Tem dia que parece que você envelhece uns 80 anos, fica da cor do bigode ultrapassado.
Tem horas que parece que você rejuvenesce uns 18 anos, fica com espinha que nem o adolescente no cinema. Tem noites que você dorme até colar seus sonhos no travesseiro, e acorda suando de tanto que correu para conquistar. Tem dias que parecem noite, que tudo fica escuro, chove dentro de você, e deságua lá na sarjeta. Tem noites que parecem dia, tudo não tem fim e o mais longe é tentar enxergar aquela estrela que nunca brilha.
Tem 28 anos que não cabem na calculadora de ninguém e tudo é motivo de questionamento. Nome, peso, altura, profissão, relacionamento, cidade, férias, viagem, pessoas, rumo, história, comidas, salário, preço, sonhos, diálogo, família, academia, distâncias, saudades, ódios, amores, relógio, horas, gastos, dormir, acordar, porquê, porquê, porquê daqui, de lá de acolá. Culpa, raiva, canseira e dor.
Os sabores do sorvete são muito, daí até isso é questionável. A cadeira do bar é ruim de sentar, a fila na entrada da balada, o atendimento da padaria, o jeito que vem o troco, os laços que você mantém, você questiona tudo. Reclama de muito, tem certeza de quase nada, mas absoluta do que já não quer mais ter.
É uma sensação de pisca pisca, pisca apaga, pisca acende.
Pisca apaga
Pisca acende
Pisca apaga, acende, apaga, acende.
Vem o corpo e pede pra descansar.
Vem a alma e pede pra viver.
Vem o espírito e pede para orar.
Vem os outros e pedem resultado.
Vem a saúde e pede exercício.
Vem as redes sociais e querem atualização.
Vem o círculo social e pedem participação.
Vem o silêncio e fica falando e não te deixa dormir.
Vem a alimentação e te cobra caro.
Vem o vazio e pede solução.
Em quantos 28 anos se divide uma vida?
Mas vem o mar e me chama, lá longe, para mergulhar.

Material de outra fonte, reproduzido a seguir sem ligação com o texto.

PR #5362, opened 2019-02-15
Quote command line options which may contain special characters

rjc:
I.e. the example commands fail if `$PWD` contains a space character.


danpat:
Thanks!

rjc:
No worries! :^)

PR #5364, opened 2019-02-15
Use an environment variable instead of command substitution

rjc:
`$PWD` is already there so use it instead of running `pwd(1)` in a subshell each time.


danpat:
Saving the world, 17 clock cycles at a time.  Thanks!

rjc:
:^D

Issue #5370, opened 2019-02-20
Brooklyn Bridge is not routable by default


Zverik:
OSRM by default does not include Brooklyn Bridge in New York to a routing graph. The reason is that it has [2.7 tons weight limit](https://www.openstreetmap.org/way/432550255#map=17/40.70573/-73.99628), while in `car.lua` the default weight is 3.5 tons.

danpat:
Fixed by #5371

PR #5371, opened 2019-02-20
Decrease default car weight to 2 tons

Zverik:
See issue #5370.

Tinha um moço revirando o lixo, na rua pela qual passei. Mas o lixo não era lixo. O lixo tinha uma mala. Ele olhou, virou, deixou o cigarro pendurado na boca enquanto averiguava exatamente se aquela mala tinha rodas, ziper, costura e se realmente precisava estar ali, no lixo. Demorou tanto para fazer a vistoria que não dei conta de esperar, virei a esquina apertada pro xixi. Tenho certeza de que ele precisava colocar ali dentro alguma coisa, alguma passagem de ida, alguma casa, alguma família, alguma viagem, algum sabor, alguma escolha do querer carregar algo para algum lugar. Algo que valha a pena.
Tenho me perguntado, cada vez mais, o que quero carregar dentro da minha mala, para algum lugar.